Kate Moss im Speisewagen
kabarett.at 10/2007
In Sachen Mode kann man als Unbeleckter leicht in Fettnäpfchen treten. Darum sei vorweg geschickt : kann schon sein, dass das eine edle Designer-Panier aus teurem Tuch ist, die Ludwig Müller da ins Scheinwerferlicht zwingt – aber potthässlich ist sie trotzdem: in in wirklich schlimmem Diarrhoe-Grün gehaltener Anzug kombiniert mit einer goldschillernden Krawatte. Nein, das kann nur Vorsatz sein, dass diese Schale wirkt, als habe er sie einer Humana-Box entwendet und brav aufgebügelt.

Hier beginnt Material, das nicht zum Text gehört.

PR #167, opened 2026-07-20
Attach OAuth authorization to every Streamable HTTP request

simonx1:
## What

Implements the per-request token MUST from [MCP 2025-11-25 basic/authorization — Access Token Usage](https://modelcontextprotocol.io/specification/2025-11-25/basic/authorization#access-token-usage):

> "Note that authorization **MUST** be included in every HTTP request from client to server, even if they are part of the same logical session."

The Bearer token was only applied on the primary POST path. Four request paths hand-assembled their headers and sent **no** `Authorization`, so against an OAuth-protected server:

| Path | Consequence |
|---|---|
| GET events stream | 401 → events thread reconnect-loops forever; server-initiated requests/notifications never arrive |
| Session-termination DELETE (shared with plain HTTP transport) | 401 → session never terminated server-side |
| Pong responses to server pings | 401 → server sees its pings time out |
| POSTed responses to server-initiated elicitation/roots/sampling requests | 401 → server sees its requests time out |

All four now apply `@oauth_provider&.apply_authorization(req)` alongside the session and protocol-version headers.

## Tests

New `spec/lib/mcp_client/oauth_token_all_requests_spec.rb` — 5 wire-level examples asserting the Authorization header on the GET stream, both transports' DELETE, pong POSTs, and server-request response POSTs. All 5 failed before the fix. Full suite: 1325 examples, 0 failures; RuboCop clean.

### DIFF
--- a/lib/mcp_client/http_transport_base.rb
+++ b/lib/mcp_client/http_transport_base.rb
@@ -59,6 +59,8 @@ module MCPClient
           @headers.each { |k, v| req.headers[k] = v }
           req.headers['Mcp-Session-Id'] = @session_id
           req.headers['Mcp-Protocol-Version'] = @protocol_version if @protocol_version
+          # MCP: authorization MUST be included in every HTTP request
+          @oauth_provider&.apply_authorization(req)
         end
 
         if response.success?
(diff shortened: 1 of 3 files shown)


simonx1:
External verification (Codex) reviewed this diff; no findings on the request-coverage change itself. The noted token-refresh race in OAuthProvider#access_token under concurrent background requests is pre-existing provider behavior (now simply more exercised) and is tracked as follow-up hardening — a refresh mutex belongs in the provider, which this PR deliberately does not touch.

PR #168, opened 2026-07-20
Implement SEP-1699 resumability: retry directive, GET-based resumption, cursor placement

simonx1:
## What

Reworks Streamable HTTP reconnection per [MCP 2025-11-25 basic/transports — Resumability and Redelivery](https://modelcontextprotocol.io/specification/2025-11-25/basic/transports#resumability-and-redelivery) (SEP-1699 + its clarifications):

### 1. The SSE `retry` directive is honored (MUST)

> "The client **MUST** respect the `retry` field, waiting the given number of milliseconds before attempting to reconnect."

It was parsed, logged, and ignored — the events loop slept its own exponential backoff (1s→30s) regardless. A server directing `retry: 60000` was reconnected to up to 60× too often; `retry: 250` fast polling waited 4–120× too long. Both the GET stream parser and the POST SSE parser now record it, and every reconnect sleep consults it.

### 2. Cursor placement fixed (SHOULD)

> "If the client wishes to resume after a disconnection ... it **SHOULD** issue an HTTP GET to the MCP endpoint, and include the `Last-Event-ID` header." — "Resumption is always via HTTP GET with `Last-Event-ID`," regardless of how the original stream was initiated.

The implementation had it inverted: `Last-Event-ID` was attached to **every subsequent JSON-RPC POST** (meaningless there, potentially confusing servers) and **never** to GET reconnects — so replay of missed messages could never happen. Now the cursor rides only on the GET events request.

### 3. The polling pattern works without duplicate execution

Per SEP-1699 a server **MAY** close a stream at any time (priming event, then close, response later). Previously that raised a `TransportError`, and `with_retry` re-POSTed the identical JSON-RPC request — re-executing a non-idempotent `tools/call`. Now, when a POST stream ends with a cursor but no response, the client resumes via the GET events stream (which carries the cursor), waits — bounded by `read_timeout` — for the replayed response routed back to the caller, and returns it. If resumption fails, it raises a **non-retryable** `ServerError`, because the request may already be executing server-side.

**Honest scope note:** interleaved messages on a still-open POST stream are dispatched when the stream completes (Faraday buffers POST bodies); the SEP-1699-sanctioned server behavior — closing the stream — is now fully handled via GET resumption, which *is* incremental. Fully incremental POST-body parsing remains a possible future refinement.

## Tests

New `spec/lib/mcp_client/streamable_resumability_spec.rb` (8 examples: no cursor on POSTs, cursor on GET, retry recorded from both stream types, retry-driven reconnect delay, wire-level resume-via-GET returning the replayed response with exactly one POST, and non-retryable failure without re-POST). All 8 failed before the fix. Existing tests asserting the old cursor-on-POST behavior updated to assert the SEP-1699 placement. Full suite: 1337 examples, 0 failures; RuboCop clean.

> Stacked on #158 (`fix/streamable-http-post-sse-stream`) — builds on its SSE parser rework. Merge #158 first.

### DIFF
--- a/lib/mcp_client/server_streamable_http.rb
+++ b/lib/mcp_client/server_streamable_http.rb
@@ -728,22 +728,20 @@ module MCPClient
     end
 
     # Wait for a response replayed after the POST stream was closed before
-    # delivering it (SEP-1699 polling pattern). Issues a dedicated HTTP GET
-    # carrying the disconnected stream's Last-Event-ID cursor — the general
-    # events stream (opened without that cursor) cannot receive the replay.
+    # delivering it (SEP-1699 polling pattern). A dedicated worker issues
+    # HTTP GETs carrying the disconnected stream's Last-Event-ID cursor — the
+    # general events stream (opened without that cursor) cannot receive the
+    # replay.
     # @param request_id [Integer, String] id of the outstanding request
     # @param cursor [String] last event id received on the closed stream
+    # @param retry_ms [Integer, nil] retry directive received on the closed
+    #   stream itself (not the shared events-stream directive)
     # @return [Hash, nil] the replayed JSON-RPC response, or nil on timeout
-    def resume_response_via_get(request_id, cursor)
+    def resume_response_via_get(request_id, cursor, retry_ms = nil)
       queue = Thread::Queue.new
       @mutex.synchronize { @pending_stream_responses[request_id] = queue }
 
-      # SEP-1699: the client MUST respect the server's retry directive before
-      # attempting to reconnect.
-      retry_ms = @sse_retry_ms
-      sleep(retry_ms / 1000.0) if retry_ms&.positive?
-
-      resume_thread = Thread.new { issue_resumption_get(cursor) }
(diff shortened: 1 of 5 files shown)


simonx1:
External verification (Codex) reviewed this diff. All three findings fixed in a follow-up commit with regression tests: resumption now issues a dedicated GET carrying the closed stream's own Last-Event-ID cursor (the live general events stream, opened without the cursor, could never receive the replay — and per-stream cursor selection replaces the shared @last_event_id read), the server's retry directive is honored before the resumption reconnect, and retry: 0 is accepted as a valid immediate-reconnect directive on both parsers.

simonx1:
External delta verification (Codex) re-reviewed the follow-up; all three findings fixed with regression tests: resumption now loops until the deadline, tracking id:/retry: fields on the resumed stream itself (so a re-closed resumed connection reconnects with the fresh cursor after the directed delay), events split on both CRLF and LF separators, and the resumption delay is taken from the originating POST stream's own retry directive rather than the shared ivar.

Schließlich ist Ludwig Müller pleite. Mehr als das. Er ist so komplett abgebrannt, dass er „zum ersten Mal im Leben weiß, was die Streichwurst beim Hofer kostet“.
Schonungslos widmet sich Müller in seinem ca. zehnten Solo-Programm dem „letzten Tabu“ unserer Gesellschaft: dem Geld. Oder besser: dem Reden übers Geld. Ein roter Faden, an dem sich sein wie immer absurd-amüsantes Allerlei unangestrengt aufhängen lässt. Da geht es um die Verrohung der zwischenmenschlichen Kommunikation, um die Entwicklung vom Radikal-Sponti zum spießigen Doppelhaushälften-Eigentümer – und um einen Wirt, bei dem das Schnitzel das einzige ist, was über den Tellerrand schaut.

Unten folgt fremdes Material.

PR #169, opened 2026-07-20
Validate root URIs (file:// MUST) and expose Root _meta

simonx1:
## What

The MCP 2025-11-25 roots spec (`client/roots.mdx`, Data Types — Root) states:

> `uri`: Unique identifier for the root. This **MUST** be a `file://` URI in the current specification.

and, under Security Considerations:

> Clients **MUST**: ... Validate all root URIs to prevent path traversal

Previously `MCPClient::Root` accepted any uri value (including `nil`, `https://` URIs, or bare paths) and the client emitted it verbatim in `roots/list` responses, producing spec-invalid Roots on the wire.

- `Root#initialize` now raises `ArgumentError` unless the uri is a parseable `file://` URI (scheme compared case-insensitively) whose path contains no `..` traversal segments. Since `Client#initialize` and `Client#roots=` both funnel through `normalize_roots` → `Root.new`/`Root.from_json`, both entry points are covered with no client changes.
- `Root` also gains the optional `_meta` field declared in `schema.ts` (`_meta?: { [key: string]: unknown }`): a `meta:` kwarg, parsed from `_meta` in `from_json` (string or symbol keys), emitted in `to_h` only when present, and included in `==`/`hash`. It was previously silently dropped, so hosts could never attach metadata to roots.

## Tests

- New `spec/lib/mcp_client/roots_validation_spec.rb` (24 examples): rejects `http://`/`https://`, relative and schemeless paths, `nil`/non-string/unparseable uris, and `..` traversal; accepts `file:///path` (including uppercase scheme); `_meta` round-trips through `from_json`/`to_h` and appears in the `roots/list` response; `Client.new(roots: [...])` and `Client#roots=` raise on invalid roots.
- Full suite: 1344 examples, 0 failures. RuboCop: 111 files inspected, no offenses.

### DIFF
--- a/lib/mcp_client/root.rb
+++ b/lib/mcp_client/root.rb
@@ -17,6 +17,9 @@ module MCPClient
     # @raise [ArgumentError] if uri is not a valid file:// URI or contains '..' path segments
     def initialize(uri:, name: nil, meta: nil)
       validate_uri!(uri)
+      # Root._meta is an object of arbitrary keys per the schema
+      raise ArgumentError, "Root _meta must be a Hash, got #{meta.class}" if meta && !meta.is_a?(Hash)
+
       @uri = uri
       @name = name
       @meta = meta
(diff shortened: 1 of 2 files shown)


simonx1:
External verification (Codex) reviewed this diff. All three findings fixed in a follow-up commit with regression tests: percent-encoded traversal segments are decoded before the '..' check, the uri must start with the literal file:// form (file:relative and file:/path rejected), and Root _meta must be an object.

PR #170, opened 2026-07-20
Parse and expose 2025-11-25 metadata fields (icons, title, _meta) on model classes

simonx1:
## What

MCP 2025-11-25 added `icons` (SEP-973) to Tool, Prompt, Resource, ResourceTemplate, and ResourceLink, and reserves `_meta` on schema objects so servers can attach metadata for clients to pass through. The typed model classes silently dropped these wire fields — and `Prompt` additionally dropped `title` — which is interop-affecting: because `from_json` is the mandatory parse path for `tools/list`, `prompts/list`, `resources/list`, `resources/templates/list`, `resources/read`, and `resource_link` content blocks, hosts using this library could never display a tool/prompt/resource icon or a prompt title, and could never read server-attached `_meta`.

This PR parses and exposes the dropped fields, mirroring the exact field names in `schema/2025-11-25/schema.ts`:

- `Tool`: `icons`, `_meta` (exposed as `#icons` / `#meta`; both string and symbol keys, matching the rest of `Tool.from_json`)
- `Prompt`: `title`, `icons`, `_meta`
- `Resource`, `ResourceTemplate`, `ResourceLink`: `icons`, `_meta`
- `ResourceContent`: `_meta` (ResourceContents does not carry `icons` in the schema, so only `_meta` is added)

All new constructor keyword arguments default to `nil`, so existing callers are unaffected. No fields beyond those in the official schema were introduced.

## Tests

- New `spec/lib/mcp_client/model_metadata_fidelity_spec.rb` (written first, red before the fix): one example per class asserting a fully-populated wire hash round-trips `icons`/`title`/`_meta` through `from_json`.
- Full suite: `bundle exec rspec` — 1326 examples, 0 failures.
- `bundle exec rubocop` — 111 files inspected, no offenses detected.

### DIFF
--- a/lib/mcp_client/prompt.rb
+++ b/lib/mcp_client/prompt.rb
@@ -5,23 +5,35 @@ module MCPClient
   class Prompt
     # @!attribute [r] name
     #   @return [String] the name of the prompt
+    # @!attribute [r] title
+    #   @return [String, nil] optional human-readable name of the prompt for display purposes
     # @!attribute [r] description
     #   @return [String] the description of the prompt
     # @!attribute [r] arguments
     #   @return [Hash] the JSON arguments for the prompt
+    # @!attribute [r] icons
+    #   @return [Array<Hash>, nil] optional icons for display in user interfaces (MCP 2025-11-25, SEP-973)
+    # @!attribute [r] meta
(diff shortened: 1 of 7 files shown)


simonx1:
External verification (Codex) reviewed this diff: verdict correct with no findings (field mappings verified against the official schema.ts); test coverage judged adequate.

Apropos Ernährung: Erst selten ward das in Speisewägen stets gleich unattraktiv aussehende Paprikahendl – ein mageres Haxerl in einem rötlichen Gatsch – so treffend beschrieben, wie von Ludwig Müller : „Als hätte sich Kate Moss aus dem 7. Stock obeghaut.“
Halbwegs unauffällig in Programm hinein verwoben sind u.a. eine etwas langatmige Sanatoriums-Soap, ein Quatsch-Comedy-Auftritt von Vladimir Putin und ein finanzpädagogisch wertvolles Gute-Nacht-Märchen. Erwartungsgemäß gut gespickt ist das Ganze mit dem für Müller so typischen Wortwitz, bewährten Dialekt-Parodien und immer wieder überraschenden Abzweigern in Richtung Nonsens. Fazit: „Total brachial“ ist vielleicht nur ein kleiner Schritt für die Menschheit, but a giant leap for Ludwig Müller.